Concussion Can Affect How the Brain's Hemispheres Communicate
Key Points: Scientists continue to uncover the ways in which even mild brain injury influences the brain's functioning. Recent findings suggest that such injuries can have an impact on the structure that links the brain's two hemispheres—and affect how information passes between them.
Concussions, or even any notable impact on the brain or cranium, can go on to have structural effects on that precious organ, and these effects can result in functional abnormalities.
Hence, the following findings should not come as a surprise: Research at New York University (NYU) by Wegener et al. (2019) found that the transmission of information between the two hemispheres of the brain is susceptible to being detrimentally altered by even mild traumatic brain injury (TBI). This stems from the fact that the corpus callosum, which links the two hemispheres, is a structure vulnerable to damage in cases of TBI.
To find this out, the team of researchers evaluated the brains of patients with recent concussions, in comparison with healthy controls. They used MRI to measure water diffusion in the corpus callosum nerve fibers—a marker of neuronal activity and axonal integrity (Tsurugizawa, Ciobanu, & Le Bihan, 2013). This was done to gauge the injury at a microscopic level within the white matter.
Concurrent with this MRI technique, the team used an information-processing task to assess the degree of interhemispheric communication (and hence corpus callosum function).
Here's how the task worked: The participants had to focus on an “X” on a screen, after which words were flashed to the right and left of the “X.” The participants then had to say those flashed words as quickly as they could. The key variable being evaluated here was reaction time.
Researchers found that in concussion patients, there was a noticeable reaction-time lag on words flashing to the left of the “X” compared to those appearing on the right. This was indicative of some degree of compromise in information crossing over the corpus callosum.
The left-right disparity is thought to stem from the fact that language function is largely situated in the left hemisphere. The information presented on the left side of the participant’s visual field was initially transmitted to the visual cortex on the right side of the brain, after which it had to cross at the corpus callosum to reach the language center in the left hemisphere.
On the other hand, words on the right side of the participant’s visual field were already transmitted to the left side and did not need to cross the corpus callosum. In patients with an unimpacted corpus callosum (the controls), there was, as expected, no notable information processing lag time.
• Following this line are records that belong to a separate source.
Issue #2707, opened 2024-03-20
Add `available_languages` to news endpoint


steffenkleinle:
### Motivation

In order to allow users in the apps to switch the language of news, we need to get information about the other languages from the CMS.

### Proposed Solution

Deliver the ids/slugs of the news in all other languages the same way its done for pages, events and pois.
Use an `available_languages` property.

### Alternatives

None.

### Additional Context

App issue: https://github.com/digitalfabrik/integreat-app/issues/2732

### Design Requirements

None.

PR #2811, opened 2024-05-22
Add available_languages to news endpoint

lunars97:
### Short description

Currently it is not possible to switch languages of the news. Available languages property should be added to push_notifications endpoint.

### Proposed changes

- Add `available languages` to push notifications endpoint
- Make proper changes in push_notification and push_notification_translation models

### Side effects

-None?
### Resolved issues

Fixes: #2707 

### DIFF
--- a/docs/src/api-docs.rst
+++ b/docs/src/api-docs.rst
@@ -626,6 +626,12 @@ RESPONSE
       "timestamp": String,     // Deprecated field
       "last_updated": String,  // The date&time when the push notification was last updated
       "channel": String,       // The channel the push notification was sent to (e.g. "News")
+      "available_languages": [           // The available languages of the push notification
+            "<language_slug>": {
+               "id": Number | null,           // The id of the translation
+            },
+            ...
+         ]
    }
 
 
--- a/integreat_cms/api/v3/push_notifications.py
+++ b/integreat_cms/api/v3/push_notifications.py
@@ -57,6 +57,10 @@ def transform_notification(pnt: PushNotificationTranslation) -> dict[str, Any]:
     :param pnt: A push notification translation
     :return: data necessary for API
     """
+    available_languages_dict = {
+        translation.language.slug: {"id": translation.id}
+        for translation in pnt.push_notification.translations.all()
+    }
     return {
         "id": str(pnt.pk),
         "title": pnt.get_title(),
@@ -64,4 +68,5 @@ def transform_notification(pnt: PushNotificationTranslation) -> dict[str, Any]:
         "timestamp": pnt.last_updated,  # deprecated field in the future
         "last_updated": timezone.localtime(pnt.last_updated),
         "channel": pnt.push_notification.channel,
+        "available_languages": available_languages_dict,
     }


lunars97:
I got stuck in model adjustment. Any assistance would be highly valued and appreciated :pray: :pray:

cclauss:
Do you have [`pre-commit`](https://pre-commit.com) installed locally?  It should be autofix the errors from black, isort, and ruff.

lunars97:
> Do you have [`pre-commit`](https://pre-commit.com) installed locally? It should be autofix the errors from black, isort, and ruff.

The results of this task corresponded with MRI findings as well. In healthy controls, water diffusion was duly detected in the corpus callosum, particularly at the splenium, which is situated between the language center in the left hemisphere and the visual cortex in the right hemisphere. On the other hand, in concussion patients, there was a disparity in these diffusion measures, which was significantly correlated with performance on the aforementioned processing task. These findings provide empirical evidence of how concussion impacts this crucial brain structure, and how it manifests functionally for these and other concussion victims.
With this said, the distinction between concussion and diffuse axonal injury should be mentioned. Both kinds of cases have been associated with injuries spanning the whole corpus callosum. However, in measures of neuronal fiber number, concussion patients have been found to have a specific vulnerability in the anterior portion of the corpus callosum connected to the frontal lobe. For patients with diffuse axonal injury, damage has more likely transpired in more diffuse regions of the corpus callosum connected with the entire frontoparietal lobes (Jang et al. 2019)
How These Findings Connect to Treatment
In any case, these most recent findings further corroborate an already intuitive idea: that the corpus callosum is susceptible and often damaged in cases of head trauma, which manifests as compromises in information processing in a left-right dependent manner.
What we should keep in mind is that concussion patients, once diagnosed, receive almost the exact same treatment. However, no one concussion patient is the same. There are many types of concussion, for which symptoms are generally dependent on the damaged brain region(s), and to what extent it (or they) were damaged. However, the corpus callosum findings seem to establish some common ground among concussion patients in general: that information processing along this conduit is at risk.